When she unlocks the door to the apartment, Sarah is sitting on the couch. God. She’s still wearing that sweater, and slumped as she is it gives Rachel all of Sarah’s throat and her collarbone besides. She has her boots up on the pristine white of what used to be Rachel’s couch. There is no dust, because someone still comes and cleans here every few days, but the apartment echoes with where the dust should be.

“Again?” Rachel says, and closes the door.

Sarah laughs, a loose angry sound, and Rachel realizes that she’s been drinking. Yes, there: a half-empty bottle hanging loose in her fist. “Thought you’d forgotten,” Sarah says. “You weren’t even there.”

“Someone had to scrub your blood out of my shower,” Rachel says. She unwinds her scarf, hangs her coat on the coatrack, straightens her dress. Dark blue. The part of Rachel’s brain that has neatly switched from patent law to influencing trends whispers something about blacks and whites and colors and changing. She ignores it. (That’s a lie.)

“Left a note,” Sarah says, “saying where I am.
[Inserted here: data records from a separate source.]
PR #560, opened 2024-07-19
Added message inviting people to check they did mcu-gen

JuanSapriza:
Because we are all tired of wasting 15 minutes debugging to see that we didnt mcu-gen... let's have a clear and ironical warning so we do not forget again


JuanSapriza:
@davideschiavone

PR #561, opened 2024-07-20
fix timer SDK

davideschiavone:
just a few fixes, this PR will continue under @FrancescoPoluzzi


davideschiavone:
replaced by #564

PR #575, opened 2024-08-09
make linker folder a parameter

davideschiavone:


Makefile
```diff
@@ -33,6 +33,8 @@ endif
 # Project options are based on the app to be build (default - hello_world)
 PROJECT  ?= hello_world
 
+LINK_FOLDER ?= sw/linker
```
JoseCalero, line 36: should be `LINK_FOLDER ?= $(mkfile_path)/sw/linker`

davideschiavone: yes

sw/device/lib/crt/vectors.S
```diff
@@ -126,39 +126,32 @@ new vector table (which is at mtvec) */
...
 .section .text.vecs
 /* exception handling */
+.globl __no_irq_handler
 __no_irq_handler:
 	la a0, no_exception_handler_msg
 	jal ra, puts
 	j __no_irq_handler
 
 
-sw_irq_handler:
```
JoseCalero, line 135: we could keep the sw handler, in the future could be employed or even for people debugging

PR #584, opened 2024-09-12
Fix clk gating issue (patch)

JoseCalero:
// In Zynq7000, just bypass the clock gating because there are not enough BUFGs that can be 
  // cascaded with the BUFG of the MMCM.
  // In the Zynq UltraScale+, it can be implemented as BUFGCE without trouble, since there
  // are > 500 BUFGCEs and the rules for cascading are more relaxed.
  // NOTE: This **cannot** be substituted by a latch+and


JoseCalero:
@LuigiGiuffrida98 @davideschiavone this should be OK :)

JoseCalero:
@davideschiavone @LuigiGiuffrida98 this was verified in the FPGA, we can merge it

LuigiGiuffrida98:
Fine for me.

PR #586, opened 2024-09-19
Add functionalities to flash bsp

LuigiGiuffrida98:
This PR includes many features and fixes (still adding):

- When DMA is used in polling, as in the FLASH bsp, the DMA hal disables all the interrupts (bit 11 of MIE CSR) without re-enabling them, the fix prevent this to happen disabling only the DMA interrupts (bit 19 of the the MIE CSR). The DMA interrupts are still to be re-enabled at application level. @JoseCalero @JuanSapriza 
- ...

### DIFF
--- a/sw/device/lib/drivers/dma/dma.c
+++ b/sw/device/lib/drivers/dma/dma.c
@@ -60,7 +60,7 @@ extern "C"
 /**
  * Returns the mask to enable/disable DMA interrupts.
  */
-#define DMA_CSR_REG_MIE_MASK (( 1 << 19 ) | (1 << 11 ) ) // @ToDo Add definitions for this 19 and 11
+#define DMA_CSR_REG_MIE_MASK (( 1 << 19 )) // 19 is DMA fast interrupt bit in MIE CSR
 
 /**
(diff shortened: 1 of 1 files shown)


davideschiavone:
@alessionaclerio22 , do not forget to update the documentation

JuanSapriza:
@alessionaclerio22 ToDo for HEEPidermis

.github/workflows/sim-apps-job/test_apps.py
davidmallasen, line 1: @alessionaclerio22 I missed this before, but this PR should not change how the CI tests the applications. Can you revert the changes to this file and check that the PR still passes the tests?

davidmallasen (changes requested):

.github/workflows/sim-apps-job/test_apps.py
alessionaclerio22: @davidmallasen I fixed the CI, but I had to blacklist the test application I developed to test the dma subaddressing mode as it uses the flash.

davidmallasen (approved):

PR #2372, opened 2023-03-06
Only recreate table model when Data layer changes

Carifio24:
This PR implements a change(/bugfix?) requested by @aagoodman. Currently, after a user makes a selection to create a new subset after having sorted the table, the sorting is undone once the subset is created. This leads to a not-great UX - if one is trying to create multiple selections based on a column's values, having to re-sort each time is annoying.

The reason for this is that the table model is recreated any time the layers change, which resets any sorting. This PR modifies the layer changed callback to only recreate the table model if the actual `Data` layer has changed - otherwise, we just call the model's `_update_visible`. This also necessitates making the masks in `_update_visible` aware of the current order.

### DIFF
--- a/glue/viewers/table/qt/data_viewer.py
+++ b/glue/viewers/table/qt/data_viewer.py
@@ -166,7 +166,7 @@ class DataTableModel(QtCore.QAbstractTableModel):
         visible = np.zeros(self.order.shape, dtype=bool)
         for layer_artist in self._table_viewer.layers:
             if layer_artist.visible:
-                mask = layer_artist.layer.to_mask()
+                mask = layer_artist.layer.to_mask()[self.order]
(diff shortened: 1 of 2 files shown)


Carifio24:
Rebased to get CI fixes

astrofrog:
@Carifio24 - do you think it would be easy to add a test for this, or would it be non-trivial?

Carifio24:
@astrofrog I think it should actually be pretty straightforward. I'll try adding one and see if that is indeed the case.

Carifio24:
@astrofrog I just added a test - it creates a new subset and checks that the table model and the row ordering are preserved afterwards.

astrofrog (approved):
Looks good to me provided the CI passes!

PR #2375, opened 2023-03-09
Fix broken link editor under Qt5

### LINKED ISSUE #2374: Selecting nodes in the link editor is broken with PyQt5
**Describe the bug**
The link editor find_object function is broken with 3+ datasets and at least some versions of PyQt5 and the latest dev version of glue. The problem is that 71ca079 changed to use event.position() [which seems correct for Qt6](https://stackoverflow.com/questions/67496362/qmouseevent-object-has-no-attribute-pos), but is not (generally?/always?) available for earlier versions.

**To Reproduce**
Add 3+ datasets and open the link editor with Qt5 installed. Attempting to click on a node in the link editor fails with 

> Traceback (most recent call last):
>   File "/Users/jfoster/python-repos/glue/glue/dialogs/link_editor/qt/data_graph.py", line 374, in mouseMoveEvent
>     selected = self.find_object(event)
>   File "/Users/jfoster/python-repos/glue/glue/dialogs/link_editor/qt/data_graph.py", line 366, in find_object
>     if obj.contains(event.position()):
> AttributeError: 'QMouseEvent' object has no attribute 'position'
> 

This error actually happens with 2 datasets too, but since the two datasets are already selected by default it does not block user action.

**Details:**

Glue: 1.7.1.dev21+geeb78251.d20230307
Python: 3.10.9
PyQt5: PyQt: 5.15.7 - Qt: 5.15.6
PyQt6: Not installed
PySide2: Not installed
PySide6: Not installed
qtpy: 2.3.0
setuptools: 67.5.1
echo: 0.8.0
numpy: 1.24.2
matplotlib: 3.7.1
pandas: 1.5.3
astropy: 5.2.1
dill: 0.3.6
h5py: 3.8.0
xlrd: 2.0.1
openpyxl: 3.1.1
mpl-scatter-density: 0.7
casa-formats-io: 0.2.1
glue-core: 1.7.1.dev21+geeb78251.d20230307
glue-vispy-viewers: 1.0.7
IPython: 8.11.0
qtconsole: 5.4.0
ipykernel: 6.21.2
traitlets: 5.9.0
pygments: 2.14.0
pyzmq: 25.0.0
scipy: 1.10.1
scikit-image: 0.19.3
PyAVM: Not installed
spectral-cube: 0.6.0
astrodendro: Not installed
mock: Not installed
pytest: 7.2.2
plotly: Not installed

**Additional context**
We don't test this interaction (using a mock instead), so I'm not sure the best way to add a regression test.

jfoster17:
# Fixes a bug where the link editor did not allow you to select nodes under Qt5

## Description

Close #2374 by simply using try/except to do both the Qt6 and Qt5 methods.

### DIFF
--- a/glue/dialogs/link_editor/qt/data_graph.py
+++ b/glue/dialogs/link_editor/qt/data_graph.py
@@ -363,8 +363,12 @@ class DataGraphWidget(QGraphicsView):
 
     def find_object(self, event):
         for obj in list(self.nodes) + self.edges:
-            if obj.contains(event.position()):
-                return obj
+            try:  # event.position() is Qt6 
+                if obj.contains(event.position()):
+                    return obj
+            except AttributeError:  # event.pos() is Qt5
+                if obj.contains(event.pos()):
+                    return obj
 
     def mouseMoveEvent(self, event):
 
--- a/glue/dialogs/link_editor/qt/data_graph.py
+++ b/glue/dialogs/link_editor/qt/data_graph.py
@@ -363,7 +363,7 @@ class DataGraphWidget(QGraphicsView):
 
     def find_object(self, event):
         for obj in list(self.nodes) + self.edges:
-            try:  # event.position() is Qt6 
+            try:  # event.position() is Qt6
                 if obj.contains(event.position()):
                     return obj
             except AttributeError:  # event.pos() is Qt5


jfoster17:
It looks like all these test failures are just related to #2368. Can I get this merged?

And, ideally, a bugfix release before bio-glue-con (3/30 - 3/31) so that new glue users at that event won't be tripped up by this bug?

PR #2377, opened 2023-03-21
Fixed a bug in the plugin iteration on Python 3.8 and 3.9

neutrinoceros:
fix a regression introduced and discussed in #2365
ping @dhomeier

### DIFF
--- a/glue/_plugin_helpers.py
+++ b/glue/_plugin_helpers.py
@@ -9,16 +9,15 @@
 import os
 import sys
 from collections import defaultdict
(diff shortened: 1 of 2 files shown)


dhomeier (approved):
Ah, I did not get the difference between `importlib.metadata` and `importlib_metadata`. 
Actually `'importlib-metadata>=3.6; python_version < "3.10"'` had already been installed, apparently pulled in via something else, but better to make this explicit.
Thanks for the quick fix!

PR #2380, opened 2023-03-27
Save legend state

Carifio24:
While we were dealing with the issues with legends and matplotlib 3.7, I noticed that we don't save the legend state of the matplotlib viewers. This PR adds functionality to do that, which gives a small but nice UX improvement. This shouldn't have any effect on loading existing sessions, since then the relevant record won't have a `"legend"` key and the new code in `__setgluestate__` won't run.


astrofrog (approved):
Thanks!

PR #2385, opened 2023-04-11
Only force reference data change if message indicates that numerical values of data have changed

astrofrog:
The original intent of the ``_reference_data_changed(force=True)`` call was for cases where the coordinate system is changed, but we don't need to always force an update in other situations that might cause ``_update_data`` to be called.


pllim:
@kecnry , should probably test this against the unit conversion branch over at Jdaviz since I don't know if changing viewer unit should trigger this or not.

Sounds like we can ignore https://github.com/glue-viz/glue-jupyter/pull/350 ?

PR #2387, opened 2023-04-13
Add functionality for moving viewers between tabs

Carifio24:
This PR adds the ability to move a viewer between tabs. This is achieved via the new `GlueApplication` method `move_viewer_to_tab`, and exposed in the UI via a subtool (as discussed in the glue meeting on 4/13/2023). As discussed there, this is implemented as a subtool with the idea that we could put tools to do other "window-y" operations (like changing the viewer title) in this menu as well. (I should also note that we can't easily add something like this to the title bar's context menu, as the title bar comes from the system window manager.)

In the UI, this looks as below

https://user-images.githubusercontent.com/14281631/232147567-252a1f8e-f524-46a9-8f2a-e4c93c21534f.mp4

move_tabs

As for the actual implementation, it's relatively straightforward. As explained in the comment in `move_viewer_to_tab`, I chose to destroy the current `GlueMdiSubWindow`  and then call `add_widget` for the new tab, rather than simply re-parent the existing one, because this allows us to get the nice behavior (that we also get in e.g. `new_data_viewer`) where the window will be placed in a nice location in the new tab. If we just re-parent then the window is given the same position in the new tab it had in the old one, which can lead to one viewer covering another (for example, if the user has two viewers that they haven't moved/resized in different tabs).

If anyone has any thoughts (particularly on the UI/icons), please let me know!


glue/app/qt/tests/test_application.py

In case you’re gonna try shit.” Rachel makes her way over to the kitchen area to pour herself a drink. God, she wants to take her boots off, but she can’t bend over in front of Sarah. Sarah Manning. She can’t do that in front of Sarah Manning, who is here in her apartment.

“Like a suicide note,” Sarah says, and laughs again. Takes another drink, the line of her throat. She hasn’t even brought a glass. _Animal_ , Rachel thinks; she hates the way it comes out fond.

“Do you consider this suicidal?” she says idly, pouring herself a vodka lime.

“Well,” Sarah says, “I brought a gun.”

Rachel is vividly aware of all of her muscles; she doesn’t tense, but each gesture carries its own deliberate intent. “Murder suicide?” she says. “Or were you going to shoot yourself on my couch and then blame me? Because our fingerprints _are_ different.”

When she looks over, Sarah is smiling. Her head is collapsed against the back of the couch. She is – as always – the most alive thing Rachel has ever seen.

“It was a joke,” Sarah says, head pillowed against her arm, arm slung over so Rachel can watch Sarah’s fingers idly twitch. “It was a shitty joke. I thought we were making shitty jokes.”

“You should have warned me,” Rachel says. “I would have left out a pencil sharpener.”

Sarah laughs, again, a loud rough sound that echoes and goes on. Rachel sits down on Sarah’s left side, takes a drink, hilariously – ironically – sobers. She keeps realizing that she loves Sarah more than she loves anything in the world, just because she has nothing else she could possibly love. Every time that thought comes up she buries it, and it keeps coming back. It truly is remarkable how terrible Rachel is at keeping things buried. All of her graveyards emptying and filling like tidepools.

“You miss it, right,” Sarah says, sitting up, folding her legs tight to her chest. Her boots are still on the couch. _Smear them_ , Rachel thinks, _ruin this_.

“Of course,” she says. “Don’t you?”

Sarah puts the bottle down on the ground, lets one leg dangle to follow it. “Yeah,” she says. “Yeah. Why we’re both here, innit?”

“That must be it,” Rachel says quietly, and she takes another drink.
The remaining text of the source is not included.